# Flying With Wood



## mpar (Dec 28, 2021)

I'm currently visiting family in Argentina and decided to purchase some local wood to bring home with me without considering getting it through customs. It's about 15 knife blocks and a few guitar body sized blanks. Additionally, I have some red quebracho firewood that is large enough to get a few blocks out of with some bark still on it. I made sure to not buy any cites listed woods like Argentine Lignum Vitae (although I'm not quite sure about the scientific names of all the woods I bought). Is this going to cause issues / get confiscated by airport security if I pack it in my suitcase? Does the bark need to be removed on the quebracho? Thanks in advance


----------



## Nature Man (Dec 28, 2021)

mpar said:


> I'm currently visiting family in Argentina and decided to purchase some local wood to bring home with me without considering getting it through customs. It's about 15 knife blocks and a few guitar body sized blanks. Additionally, I have some red quebracho firewood that is large enough to get a few blocks out of with some bark still on it. I made sure to not buy any cites listed woods like Argentine Lignum Vitae (although I'm not quite sure about the scientific names of all the woods I bought). Is this going to cause issues / get confiscated by airport security if I pack it in my suitcase? Does the bark need to be removed on the quebracho? Thanks in advance


How you label things sometimes makes a difference. The wood blanks could be considered as plaques, for instance. Live edge might be a challenge, but not sure. Best of luck! Chuck

Reactions: Agree 1


----------



## Jonkou (Dec 29, 2021)

Collected wood on my travels of the Pacific and Indian oceans for years when living in HI. You must declare what you are bringing into the country at the first port of entry and Dept of Agriculture inspection is required for the wood. Make sure the wood is clean, no flora like moss etc or bugs/holes. Know the names of the wood to ensure no CITES restrictions, purchase receipts are very helpful. Don’t put in carry on, you will be pulled aside at every TSA screening. Be prepared for some funny looks, inspectors are trained to be suspicious of odd things and are trying to figure out how you hid the contraband. If you’re lucky the inspector will be a woodworker. Good luck.

Reactions: Agree 2


----------



## Mike1950 (Dec 29, 2021)

I would take the bark off

Reactions: Like 2 | Agree 5


----------



## phinds (Dec 29, 2021)

Mike1950 said:


> I would take the bark off

Reactions: Agree 1


----------



## ripjack13 (Dec 29, 2021)

Can you send it to yourself via USPS or something? that may be less of a hastle. Also declare it as plaques or trophy stands. or there about.


----------



## Arn213 (Dec 29, 2021)

@Jonkou and @Mike1950 basically is on target and will add a few based on my experience:
1). No bug work like channels and pin holes.
2). No live edge.
3). No bark attachment as originally stated and bark remnants.
4). No white rot.
5). No spalting.
6). No ghosting trail (bug poop and pee trails).
7). No knots or knot remnants.

If these are present it would be quarantined and confiscated.

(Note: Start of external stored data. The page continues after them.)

PR #482, opened 2015-08-12
(RK-156) Check for pe-license lib via `require`, improve module release logging

adrienthebo:
If the pe_license module is installed into the ruby library path via something like rpm or deb and is not installed into the rubygems library path, it will not be locatable via `Gem::Specification.find_all_by_name`.  This commit switches the library detection to use the r10k feature system, which handles detection by actually requiring the library. While requiring the library as part of detection is a fairly blunt approach and has side effects, it's a more reliable detection method (and if we're checking to see if the library is present, we're going to want to require it anyways).

This also adds improved logging when PE only modules can't be downloaded.

### DIFF
--- a/lib/r10k/features.rb
+++ b/lib/r10k/features.rb
@@ -16,3 +16,5 @@ end
 R10K::Features.add(:shellgit) { R10K::Util::Commands.which('git') }
 
 R10K::Features.add(:rugged, :libraries => 'rugged')
+
+R10K::Features.add(:pe_license, :libraries => 'pe_license')
--- a/lib/r10k/util/license.rb
+++ b/lib/r10k/util/license.rb
@@ -1,19 +1,23 @@
 require 'r10k/errors'
-require 'rubygems'
+require 'r10k/features'
 
 module R10K
   module Util
     module License
+      extend R10K::Logging
+
       def self.load
-        if Gem::Specification::find_all_by_name('pe-license').any?
+        if R10K::Features.available?(:pe_license)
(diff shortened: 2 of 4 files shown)


adrienthebo:
Verified that this works by building a new gem and installing it on top of the PE 2015.2.0 gem; the installation proceeds as normal.

scotje:
Seems fine. Is the default behavior of the PE packages to install pe-license to somewhere on the load path that isn't one of the gem paths?

Also, does that additional 403 behavior in the vendored puppet_forge code need to be ported to puppet_forge standalone?

adrienthebo:
```
[vagrant@master ~]$ find /opt -name pe_license.rb 2>&-
/opt/puppetlabs/puppet/lib/ruby/vendor_ruby/pe_license.rb
```

```
[vagrant@master ~]$ find /opt -name r10k.rb 2>&-
/opt/puppetlabs/puppet/lib/ruby/gems/2.1.0/gems/r10k-2.0.2/lib/r10k.rb
```

Since it's installed outside of lib/ruby/gems, it's invisible to Rubygems but can still be required.

andersonmills:
@scotje I mentioned that additional port to puppet_forge to @austb

andersonmills:
Tested this on PE 2015.2.1 candidate by building this as a gem and then installing on top of PE. With a valid license file, it works, and PE only modules install.

andersonmills:
:+1: I believe. @adrienthebo feel free to merge.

It is not worth the hassle to bring any species that has CITES implications (genuine rosewood and such), unless you have provenance and CITES permit with passport. Not worth the fine and jail time for a silly piece of wood.

There are sections in the rule that states “finished” wood. I would leave that to your imagination.

Reactions: Like 2


----------



## mpar (Dec 29, 2021)

Thank you so much for the advice! Looks like the red quebracho has to stay here. I don't have access to any power tools here so removing the bark would be difficult and the live edge almost impossible. I also bought some spalted plantain which might cause issues but I guess we'll see. I'll look into the cost of shipping to the US but I assume it will be very expensive, but otherwise I'll just declare it and hope for the best.


----------



## Eric Rorabaugh (Dec 29, 2021)

Spray can poly on the spalted and say it's finished serving trays.

Reactions: Like 2 | Agree 2


----------



## mpar (Dec 29, 2021)

Eric Rorabaugh said:


> Spray can poly on the spalted and say it's finished serving trays.


The spalted is just a knife block so I'm not sure that would work (but I also wouldn't be that sad if I lost it). Do you think applying some kind of finish would turn them into a "finished product" in their eyes?

Reactions: Agree 1


----------



## Eric Rorabaugh (Dec 29, 2021)

You can say it is. (Paperweight or something). They could let it go or confiscate


----------



## T. Ben (Dec 29, 2021)

Doesn’t @Byron Barker put finish on and call it arts and crafts?


----------



## Mr. Peet (Dec 29, 2021)

I heard of "someone" writing the wood common name and scientific name on the wood with great penmanship, then clear coating it and claiming it as finished product of paper weights for teachers back in the states. However, that was 20 years ago.

Reactions: Like 1


----------



## Byron Barker (Dec 29, 2021)

On the package you need to clearly write the name of the wood and then write “processed, seasoned, sealed, fumigated”. Checks all their boxes. Still, if there are big holes, you might need to wrap the whole thing in plastic wrap as well.


----------



## Mike Hill (Dec 29, 2021)

Or you can wrap it like @Arn213 does and when they try to unwrap it - they say there isn't enough time in their lifetime - and pass it through!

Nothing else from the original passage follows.